*** The data ***
PR #137, opened 2016-07-24
Add ParentNode interface

YuichiNukiyama:
fix [#4400](https://github.com/Microsoft/TypeScript/issues/4400), [#7528](https://github.com/Microsoft/TypeScript/issues/7528)

PR #199, opened 2017-02-22
Fix DocumentFragment interface

falsandtru:
Fixes https://github.com/Microsoft/TypeScript/issues/14223

### DIFF
--- a/baselines/dom.generated.d.ts
+++ b/baselines/dom.generated.d.ts
@@ -3448,7 +3448,7 @@ declare var Document: {
     new(): Document;
 }
 
-interface DocumentFragment extends Node, NodeSelector, ParentNode {
+interface DocumentFragment extends Node, NodeSelector {
 }
 
 declare var DocumentFragment: {
--- a/inputfiles/addedTypes.json
+++ b/inputfiles/addedTypes.json
@@ -1214,11 +1214,6 @@
         "interface": "Document"
     },
     {
-        "kind": "extends",
-        "baseInterface": "ParentNode",
-        "interface": "DocumentFragment"
-    },
-    {
         "kind": "typedef",
         "name": "ScrollRestoration",
         "flavor": "DOM",


falsandtru:
ping @zhengbli @DanielRosenwasser @mhegazy

baselines/dom.generated.d.ts
```diff
@@ -3448,7 +3448,11 @@ declare var Document: {
     new(): Document;
 }
 
-interface DocumentFragment extends Node, NodeSelector, ParentNode {
+interface DocumentFragment extends Node {
+    querySelector<K extends keyof ElementTagNameMap>(selectors: K): ElementTagNameMap[K] | null;
```
mhegazy: so why not extend from NodeSelector?

falsandtru: As I specified in https://github.com/Microsoft/TypeScript/issues/14246, NodeSelector's properties are defined with ParentNode, not NodeSelector. So we must merge and remove NodeSelector by this pr and #201.

mhegazy: I understand. but why remove `NodeSelector` from the extends clause, and then define the functions inline? 

it would have been sufficient to just remove `ParentNode` from the extends clause.

falsandtru: ok, I updated my PRs.

mhegazy:
Looking at the histry again, this change has been added in https://github.com/Microsoft/TSJS-lib-generator/pull/137 by @YuichiNukiyama  to address fix [#4400](https://github.com/Microsoft/TypeScript/issues/4400), [#7528](https://github.com/Microsoft/TypeScript/issues/7528). 

Reverting this change will be a breaking change. the ParentNode properties seem to be defined in Chrome,  and Edge and referenced in the [MDN  documentation](https://developer.mozilla.org/en-US/docs/Web/API/DocumentFragment).

This does not seem to be a worth while change, at least with the Selector API is still a working draft.

falsandtru:
This change doesn't affect selector apis.

falsandtru:
> the ParentNode properties seem to be defined in Chrome, and Edge and referenced in the MDN documentation.

As I specified in https://github.com/Microsoft/TypeScript/issues/14223, ParentNode properties are NOT defined (implemented) in Edge. Of course Element should inherit ParentNode for its actual apis, but DocumentFragment is NOT. These interfaces have different state of implemetations about ParentNode. Do you really believe ParentNode apis on DocumentFragment?

mhegazy:
I am not an expert on web APIs and browser compt. What i care about is not introducing unneeded breaks for users of the standard library. The changes in  #137 explicitly added `ParentNode` to the heritage clause of `DocumentFragment`, and these APIs seem supported in Firefox:
image

And chrome:
image

so unless I missed something, i am inclined to punt on this issue, and wait until the spec reaches the next stage before making any changes.

falsandtru:
So do you accept the error in Edge (to support the unclear spec)? What is your mind? I don't know about that.

mhegazy:
> So do you accept the error in Edge (to support the unclear spec)? What is your mind? I don't know about that.

From a user perspective, it is easier to have the API and not use it, than to use it and get a compiler error. IE for example does not support many of the APIs in lib.d.ts today.

falsandtru:
I agree about that in general terms. But MDN says ParentNode properties are not experimenal in Element, experimetal in DocumentFragment.

https://developer.mozilla.org/en-US/docs/Web/API/Element
https://developer.mozilla.org/en-US/docs/Web/API/DocumentFragment

So I feel uneasy about the correctness of ParentNode apis in DocumentFragment. Finally, can you believe that correctness?

mhegazy:
> So I feel uneasy about the correctness of ParentNode apis in DocumentFragment. Finally, can you believe that correctness?

I am not really an expert on web APIs, so i am not the best person to comment about the validity of these declarations. it seems that browsers do support them today; and i worry changing them would break valid code for no to little value.

falsandtru:
ok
*** End of The data ***
### [Exercise objective]
Using the data above, count the lines where "specified" appears. Reply with the number only.

### [Answer]
2